Pourtant ce n’est pas l’archevêque de Paris mais le Grand rabbin de France qui a mis les pieds dans le tartare mi-cuit de langoustines aux agrumes, le filet de daurade au curry et la douceur citron praliné.

Michel Aupetit en est resté à son expérience de médecin, de ce qu’il a pu observer des soins palliatifs, insuffisamment développés, pour faire valoir le point de vue de l’Église catholique. Pourtant ce n’est pas l’archevêque de Paris mais le Grand rabbin de France qui a mis les pieds dans le tartare mi-cuit de langoustines aux agrumes, le filet de daurade au curry et la douceur citron praliné. Haïm Korsia est monté au créneau en rappelant son opposition totale à l’euthanasie : « Toute l’éthique médicale est basée sur le refus absolu de ce qui s’est passé dans les camps de la mort et plus particulièrement à Auschwitz. » En évoquant le code de Nüremberg, il a rappelé le contexte historique et les fondements qui sous-tendent l’appréciation de l’éthique médicale d’aujourd’hui. Et il n’a pas hésité à lâcher le mot « assassinat », feignant un lapsus, mais provoquant des remous indignés autour des verres de Corton grand cru 1999.
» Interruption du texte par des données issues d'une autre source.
PR #4623, opened 2023-04-28
stats: fix destination service name for service entries

kyessenov:
Fixes https://github.com/istio/istio/issues/44602


lei-tang (approved):

zirain:
need a test for this

PR #4674, opened 2023-05-22
updates to workload API per design doc

GregHanson:

related to https://github.com/istio/istio/pull/44199 and https://github.com/istio/ztunnel/pull/486

contains implementations of https://docs.google.com/document/d/1V5wkeBHbLSLMzAMbwFlFZNHdZPyUEspG4lHbnB0UaCg/edit#heading=h.qpcs4a7wyicb


GregHanson:
placing hold for testing

source/extensions/common/workload_discovery/discovery.proto
```diff
@@ -65,10 +70,10 @@ message Workload {
   reserved "network";
   reserved 4;
 
-  reserved "protocol";
+  reserved "tunnel_protocol";
   reserved 5;
 
-  reserved "waypoint_addresses";
+  reserved "waypoint";
```
lei-tang, line 76: "protocol" and "waypoint_addresses" are existing fields. Will renaming them impact existing users for these fields? 
An alternative is to add "tunnel_protocol" and "waypoint" as new fields.

GregHanson: yes, this is a breaking change.  upgrade is not supported for ztunnel yet

kyessenov: No, you cannot do that since we already shipped this code. Never change field numbers or names, even in the experimental protos.

bleggett: Changing names is fine, I thought? Just indexes are the issue, from a proto perspective?

howardjohn: We have made it very clear in the development that the API is not stable and has no guarantees - protobuf or otherwise. I don't think there is a need to permanently complicate our APIs because of experimentation we did in the pre-alpha timeframe.

kyessenov: This is a different level of compatibility. Data wire compatibility is extremely hard to debug - and if it ever happens that a version of proxy mixes fields/numbers with another istiod, it's going to be impossible to debug. Unfortunately, Istio chose to rely on data-wire compatibility for CRDs which means that the breaking changes in CRDs are breaking on the wire.

@bleggett Yeah, field names are not important, but Envoy will emit a warning when it sees a new name, which bothers some.

kyessenov (approved):
The diff is small enough not to cause issues - but I don't think it's OK to re-number fields ever. Just use new numbers.

GregHanson:
@kyessenov this is the more up-to-date proto based on the design doc

source/extensions/common/workload_discovery/discovery.proto
```diff
@@ -27,64 +27,152 @@ option go_package = "test/envoye2e/workloadapi";
...
+    Workload workload = 1;
+    // Service represents a service - a group of workloads that can be accessed together.
+    Service service = 2;
+  }
+}
+
+// Service represents a service - a group of workloads that can be accessed together.
+// The primary key is "namespace/hostname".
+// Secondary (alias) keys are the unique `network/IP` pairs that the service can be reached at.
+message Service {
```
kyessenov, line 64: We don't need this here, delete this proto and make field 2 "service" reserved.

source/extensions/common/workload_discovery/discovery.proto
```diff
@@ -27,64 +27,152 @@ option go_package = "test/envoye2e/workloadapi";
...
+  // TODO: when this is repeated, update xds primary key from network/IP to network/UID
   bytes address = 3;
 
+  // The hostname for the workload to be resolved by the ztunnel.
+  // DNS queries are sent on-demand by default.
+  // If the resolved DNS query has several endpoints, the request will be forwarded
+  // to the first response.
+  // Each workload must have at least either an address or hostname; not both.
+  // TODO: support this field
+  string hostname = 21;
```
kyessenov, line 114: All these fields are not needed and just cause overhead. Can you just reserve their fields to avoid warnings and not define them?

source/extensions/common/workload_discovery/discovery.proto
GregHanson: 👍 I wasn't sure that notation would work in a `oneOf` block

source/extensions/common/workload_discovery/api.cc
```diff
@@ -145,9 +157,15 @@ class WorkloadMetadataProviderImpl : public WorkloadMetadataProvider, public Sin
                         const std::string&) override {
       AddressIndexSharedPtr added = std::make_shared<AddressIndex>();
       for (const auto& resource : added_resources) {
-        const auto& workload =
-            dynamic_cast<const istio::workload::Workload&>(resource.get().resource());
-        added->emplace(workload.address(), convert(workload));
+        const auto& address =
+            dynamic_cast<const istio::workload::Address&>(resource.get().resource());
+        switch (address.type()) {
+        case istio::workload::Service:
```
kyessenov, line 163: add default clause instead.

source/extensions/common/workload_discovery/api.cc
```diff
@@ -31,9 +31,15 @@
 namespace Envoy::Extensions::Common::WorkloadDiscovery {
 
 namespace {
-Istio::Common::WorkloadMetadataObject convert(const istio::workload::Workload& workload) {
+Istio::Common::WorkloadMetadataObject convert(const istio::workload::Address& address) {
+  switch (address.type()) {
+    case istio::workload::Service:
+      return;
```
kyessenov, line 37: This is incorrect, it still returns something. Maybe put ASSERT to ensure to ensure the type is right.

source/extensions/common/workload_discovery/discovery.proto
kyessenov: Experiments can never break production. It's ok to make changes but breaking data plane compatibility (running old Envoy with new istiod) should not be allowed.

source/extensions/common/workload_discovery/discovery.proto
kyessenov: I think you can remove oneof safely as long as the server doesn't set them both (which it shouldn't).

kdorosh (approved):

« Trois lignes se sont exprimées : ceux qui appellent à un renforcement des soins palliatifs, les inconditionnels de la responsabilité individuelle et ceux qui considèrent la vie comme sacrée », analyse François Clavairoly qui ajoute, réaliste : « Il n’y a pas de front uni entre les religions. »
Emmanuel Macron, accompagné de Marie Fontanel, sa conseillère santé, a pris des notes sur chaque intervention avant de faire une conclusion ouverte. Il s’est contenté de disserter sur l’oxymore « suicide assisté » sans révéler son point de vue personnel. « Il n’a pas tranché, croit savoir Jean-Louis Touraine. Il n’a pas encore une décision absolue sur ce sujet. » Emmanuel Macron a rappelé qu’il comptait sur les Etats-Généraux de la bioéthique pour que tous les points de vue puissent s’exprimer. En se levant de table, il a glissé à quelques-uns de ses hôtes qu’il reverrait les représentants religieux à la fin des débats sur la bioéthique.
Avant de partir vers minuit, certains invités lui ont fait dédicacer le menu.